Desafio técnico e segurança

A Anvisa destaca que os medicamentos com semaglutida atualmente disponíveis no país são classificados como biológicos. Por isso, não há possibilidade de registro como genéricos. As novas versões em análise se enquadram como biossimilares, quando produzidas por via biológica, ou como análogos sintéticos de peptídeos biológicos.

A avaliação desses produtos tem sido considerada um desafio técnico global. Até o momento, nenhuma grande agência reguladora internacional registrou versões sintéticas da semaglutida.

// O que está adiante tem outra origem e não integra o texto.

PR #1450, opened 2019-08-16
Add internal tooling for kustomize

damienr74:


internal/tools/crawler/crawler_test.go
```diff
@@ -0,0 +1,124 @@
...
+			},
+			docs: sortableDocs{
+				{FilePath: "crawler1/doc1"},
+				{FilePath: "crawler1/doc2"},
+				{FilePath: "crawler1/doc3"},
+				{FilePath: "crawler4/doc1"},
+				{FilePath: "crawler4/doc2"},
+			},
+		},
+	}
```
monopole: nice cases.

PR #1454, opened 2019-08-17
Fix notravis test suites

jbrette:
- minecraft helm chart version is now 1.1.0 instead of 1.0.3
- kubeval returns new error messages


jbrette:
This gets ./travis/pre-commit.sh to run properly again in none Travis environment

/assign @monopole

jbrette:
Some changes add be done in parrallel PR.

PR #1456, opened 2019-08-18
fix latest version

matti:
I don't think it makes sense to have version in README, though


monopole:
I agree that this should not be in the README; it's just a pitfall.

Can you just delete it?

Isso ocorre porque esses medicamentos exigem critérios híbridos de análise, combinando parâmetros aplicados a fármacos sintéticos e biológicos. Entre as preocupações estão a presença de impurezas químicas, resíduos de solventes e riscos típicos de produtos biológicos, como imunogenicidade e formação de agregados.

Entre os principais pontos de atenção estão os testes de pureza, a garantia de esterilidade e a possibilidade de reações imunológicas. A agência ressalta que a análise busca evitar efeitos adversos, como a produção de anticorpos que possam reduzir a eficácia do tratamento ou provocar reações mais graves.

Decisão judicial

Em janeiro, a Quarta Turma do Superior Tribunal de Justiça decidiu não permitir a prorrogação das patentes do Rybelsus e do Ozempic. A ação foi movida pela Novo Nordisk contra o Instituto Nacional da Propriedade Industrial.

As instâncias anteriores já haviam negado o pedido, com base no entendimento firmado pelo Supremo Tribunal Federalde que o prazo de patentes é de 20 anos a partir do depósito, sem possibilidade de extensão por demora na análise administrativa.

Na prática, a decisão consolida o fim da exclusividade da semaglutida no país e abre espaço para maior concorrência no setor farmacêutico.